Sanjiva Weerawarana and the Refusal to Be Peripheral
For much of the global technology industry, the question still surfaces quietly – Where is Sri Lanka? There is a bias that most technology firms are present in the Valley, so many assume a tech company in Sri Lanka, perhaps is just an outpost or a sales office.
There is a geographical pause that often precedes a suggestion - perhaps you should move, this would be easier if it were closer to where serious technology is built. Sanjiva Weerawarana has been answering that question for more than 20 years, sometimes directly, more often by building a company that makes the question and all the suggestions that follow irrelevant.
In 2024, the Swedish investment firm EQT acquired a majority stake in WSO2, the enterprise software company founded by Weerawarana in 2005, at a valuation reported to exceed $600 million.
By then, WSO2 had crossed $100 million in annual recurring revenue, employed more than 800 people across Sri Lanka, the US, Europe, and Asia, and built software used by governments, banks, telecom companies, and large enterprises around the world.

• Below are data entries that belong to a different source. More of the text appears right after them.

PR #466, opened 2023-01-03
Closes #196

### LINKED ISSUE #196: `getEff()` method - improvement
After I more learned about the usage of `getEff()` method, I think it would be great to introduce a new argument to this function, lets say called, `no_dlt`, which would be a flag that instructs whether only DLT elements should be returned, or not.

@danielinteractive - FYI

wwojciech:
Closes #196

### DIFF
--- a/R/Data-methods.R
+++ b/R/Data-methods.R
@@ -512,7 +512,7 @@ setMethod(
 #'
 #' @param object (`DataDual`)\cr object from which the responses and dose levels
 #'   are extracted.
-#' @param ... not used.
+#' @param ... further arguments passed to class-specific methods.
 #' @return `list` with efficacy responses categorized by the DLT value.
 #' @export
 #'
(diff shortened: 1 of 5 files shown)


R/Data-methods.R
```diff
@@ -527,33 +527,36 @@ setGeneric(
...
-      x_no_dlt = x_no_dlt,
-      w_no_dlt = w_no_dlt
-    )
+    if (!no_dlt) {
+      eff_dlt <- if (any(is_dlt)) {
+        list(x_dlt = object@x[is_dlt], w_dlt = object@w[is_dlt])
+      } else {
+        list(x_dlt = NULL, w_dlt = NULL)
+      }
+      eff <- c(eff, eff_dlt)
```
danielinteractive, line 558: probably can be simplified - if there are no dlts then `eff` is not changed

danielinteractive (commented):
thanks Wojciech!

R/Data-methods.R
```diff
@@ -527,33 +527,36 @@ setGeneric(
...
-
-    is_dlt <- object@y == 1
-    if (any(is_dlt)) {
-      x_dlt <- object@x[is_dlt]
-      w_dlt <- object@w[is_dlt]
-    }
-    if (any(!is_dlt)) {
-      x_no_dlt <- object@x[!is_dlt]
-      w_no_dlt <- object@w[!is_dlt]
+  definition = function(object, no_dlt = FALSE) {
```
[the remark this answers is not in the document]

Much of that software was, and remains, fully open source, and Weerawarana continues to run the company from Colombo.
The geography matters, not because it explains success, but because it was never supposed to allow it. For years, he had been told that serious enterprise software could not be built in Sri Lanka. He had been told repeatedly that if he wanted capital, credibility, or scale, he would need to move.

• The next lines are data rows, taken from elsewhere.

PR #471, opened 2023-01-12
Closes #467

### LINKED ISSUE #467: `efficacy-EffFlexi` method improvement
1. vectorised `dose` argument handling. Three cases should be possible:
1.1. 1 dose and >1 sample
1.2 >1 dose + 1 sample 
1.3. n doses + n samples 
2. better assertions.
3. NA returned for doses outside of the dose grid range (and warning thrown).
4. assert that the `dose_grid` is of length at least 1.
5. placebo (if any) to be included in the interpolation.
6. add new unit tests accordingly.

wwojciech:
Closes #467


NAMESPACE
```diff
@@ -455,6 +455,7 @@ importFrom(parallel,makeCluster)
 importFrom(parallel,stopCluster)
 importFrom(rjags,jags.model)
 importFrom(rjags,jags.samples)
+importFrom(stats,approx)
```
danielinteractive, line 458: Please let's use `stats::approx` and not import it , same for others

danielinteractive (approved):

PR #1588, opened 2020-07-28
Shadowserver 'blacklist' report renamed to 'blocklist'

th-certbund:
The "Blacklist" report name was changed to "Blocklist".


wagner-certat:
Follow-up commit: c1c9f847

He did not. “I would say 75% of the venture capital firms I pitched to asked where Sri Lanka was,” Weerawarana said. “And if I wasn’t moving back to the US, they weren’t interested.”
That refusal to relocate his base was not a tactic or a negotiating posture. It was central to what he was trying to prove. “I never wanted to build a company to prove that we could sell it,” he said. “I wanted to build a company to prove that we could build it.” That insistence did not begin with WSO2. It began much earlier, inside a house where technology was fixed rather than abstracted.
Becoming One of “They”
Weerawarana’s mother was a schoolteacher, and his father was an officer in the Sri Lankan Army. He did not come from wealth or from a family that assumed access. His father did not go to university when he was young because he did not have the money. He left school after O-levels, started working early, and became a technician repairing radios in the 1950s.
Later, through the army, he received a formal education, earned an engineering degree in 1957, trained in the UK, and eventually became chief signals officer. At home, Weerawarana’s father fixed things. Radios were opened and repaired, not replaced; components were tested, soldered, and taken apart again.
Weerawarana tried to help and often got shocked in the process. “I’ve been zapped many times trying to help him fix stuff,” he said. The shocks were not discouraging. They were part of learning that technology was physical, fragile, and understandable.
As a child, he asked questions: how does that work, why is it like that. His father’s answer was usually short. “They came up with it.” It always made Weerawarana wonder who these mysterious ‘they’ were. “For me, that was a motivating factor. I want to be a ‘they’.”
It was not rebellion so much as dissatisfaction. The answer ended the conversation too early. It assumed that invention belonged elsewhere, to unnamed people, in unnamed places. “How do you become a ‘they’,” he said. “That has been my fundamental motivation from childhood.”
As he grew older, that question widened beyond technology. It began to apply to countries, to economies, to how the world quietly sorted itself. “Why are we considered second class when we’re not?” he said. “We’re not even called the second world. We’re called the third world. There is no second world. Who decided that?”
Education, Then Scale
After finishing school, Weerawarana spent a year in Delhi at the American Embassy School. He had an uncle working with the World Health Organization who was based there, and his parents believed that exposure to international education gave an advantage that local schooling could not. It was not about prestige as much as access: access to different expectations, different standards, different assumptions about what was possible.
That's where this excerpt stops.